Please return every line of the records below that holds the word "functions".

*** Opening of Source information ***

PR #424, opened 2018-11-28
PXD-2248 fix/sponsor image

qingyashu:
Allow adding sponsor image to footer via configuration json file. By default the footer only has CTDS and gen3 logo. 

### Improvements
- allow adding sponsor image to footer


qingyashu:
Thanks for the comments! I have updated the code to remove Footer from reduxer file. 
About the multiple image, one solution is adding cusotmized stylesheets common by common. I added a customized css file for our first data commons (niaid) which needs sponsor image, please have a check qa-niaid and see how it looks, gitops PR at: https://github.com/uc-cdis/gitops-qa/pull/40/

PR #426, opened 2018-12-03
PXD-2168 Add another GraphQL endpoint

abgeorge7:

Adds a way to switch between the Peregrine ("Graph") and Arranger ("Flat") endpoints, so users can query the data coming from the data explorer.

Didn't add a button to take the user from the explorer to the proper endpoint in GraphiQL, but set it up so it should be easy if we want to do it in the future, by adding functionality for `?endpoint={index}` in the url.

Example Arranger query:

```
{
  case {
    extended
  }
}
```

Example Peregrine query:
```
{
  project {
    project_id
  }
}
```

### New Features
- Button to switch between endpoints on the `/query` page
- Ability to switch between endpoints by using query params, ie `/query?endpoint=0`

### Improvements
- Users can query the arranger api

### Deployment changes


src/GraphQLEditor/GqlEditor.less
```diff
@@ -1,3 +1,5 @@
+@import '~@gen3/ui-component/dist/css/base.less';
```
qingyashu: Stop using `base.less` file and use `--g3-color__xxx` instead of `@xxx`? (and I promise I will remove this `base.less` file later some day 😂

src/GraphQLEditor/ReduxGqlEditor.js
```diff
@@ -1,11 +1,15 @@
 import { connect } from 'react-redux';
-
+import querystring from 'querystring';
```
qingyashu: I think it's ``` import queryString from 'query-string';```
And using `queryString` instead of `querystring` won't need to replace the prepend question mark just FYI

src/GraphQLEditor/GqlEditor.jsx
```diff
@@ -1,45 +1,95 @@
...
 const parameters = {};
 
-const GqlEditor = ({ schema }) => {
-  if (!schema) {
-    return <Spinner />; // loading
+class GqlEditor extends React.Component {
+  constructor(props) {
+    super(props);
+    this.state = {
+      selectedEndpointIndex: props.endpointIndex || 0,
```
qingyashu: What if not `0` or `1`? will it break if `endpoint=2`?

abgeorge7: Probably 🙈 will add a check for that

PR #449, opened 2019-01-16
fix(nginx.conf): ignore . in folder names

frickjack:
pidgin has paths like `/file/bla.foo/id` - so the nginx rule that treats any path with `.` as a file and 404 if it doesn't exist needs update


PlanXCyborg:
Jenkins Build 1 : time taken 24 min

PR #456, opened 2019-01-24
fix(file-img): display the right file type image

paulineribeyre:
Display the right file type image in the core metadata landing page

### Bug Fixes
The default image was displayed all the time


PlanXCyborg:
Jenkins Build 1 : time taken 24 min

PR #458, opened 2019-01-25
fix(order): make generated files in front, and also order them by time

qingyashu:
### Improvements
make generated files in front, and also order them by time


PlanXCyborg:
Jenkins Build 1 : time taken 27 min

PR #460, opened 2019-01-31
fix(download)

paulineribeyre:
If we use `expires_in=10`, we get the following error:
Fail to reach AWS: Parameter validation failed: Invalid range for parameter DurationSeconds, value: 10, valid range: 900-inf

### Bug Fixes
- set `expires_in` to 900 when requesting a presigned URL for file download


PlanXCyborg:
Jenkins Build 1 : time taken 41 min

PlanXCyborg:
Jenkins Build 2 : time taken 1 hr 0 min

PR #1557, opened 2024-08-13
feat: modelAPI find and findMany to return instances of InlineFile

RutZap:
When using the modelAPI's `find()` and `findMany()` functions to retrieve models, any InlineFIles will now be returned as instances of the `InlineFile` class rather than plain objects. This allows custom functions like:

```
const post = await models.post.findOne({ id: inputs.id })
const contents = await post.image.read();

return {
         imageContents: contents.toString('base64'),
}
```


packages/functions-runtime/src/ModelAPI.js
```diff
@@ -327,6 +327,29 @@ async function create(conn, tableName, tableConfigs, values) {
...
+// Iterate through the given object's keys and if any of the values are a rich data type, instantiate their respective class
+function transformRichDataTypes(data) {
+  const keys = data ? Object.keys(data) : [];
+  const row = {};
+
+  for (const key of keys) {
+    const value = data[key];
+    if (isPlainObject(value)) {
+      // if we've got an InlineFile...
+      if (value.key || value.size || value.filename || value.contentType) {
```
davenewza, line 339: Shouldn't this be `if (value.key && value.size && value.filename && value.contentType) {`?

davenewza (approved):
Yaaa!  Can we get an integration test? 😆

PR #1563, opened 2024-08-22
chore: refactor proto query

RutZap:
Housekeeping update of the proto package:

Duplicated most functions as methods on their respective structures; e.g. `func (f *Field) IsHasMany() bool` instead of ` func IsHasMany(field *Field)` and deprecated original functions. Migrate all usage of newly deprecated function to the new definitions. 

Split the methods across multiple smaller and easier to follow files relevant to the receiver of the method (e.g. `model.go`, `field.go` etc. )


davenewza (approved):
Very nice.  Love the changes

*** Close of Source information ***

__Exercise response__:
When using the modelAPI's `find()` and `findMany()` functions to retrieve models, any InlineFIles will now be returned as instances of the `InlineFile` class rather than plain objects. This allows custom functions like:
packages/functions-runtime/src/ModelAPI.js
Duplicated most functions as methods on their respective structures; e.g. `func (f *Field) IsHasMany() bool` instead of ` func IsHasMany(field *Field)` and deprecated original functions. Migrate all usage of newly deprecated function to the new definitions. 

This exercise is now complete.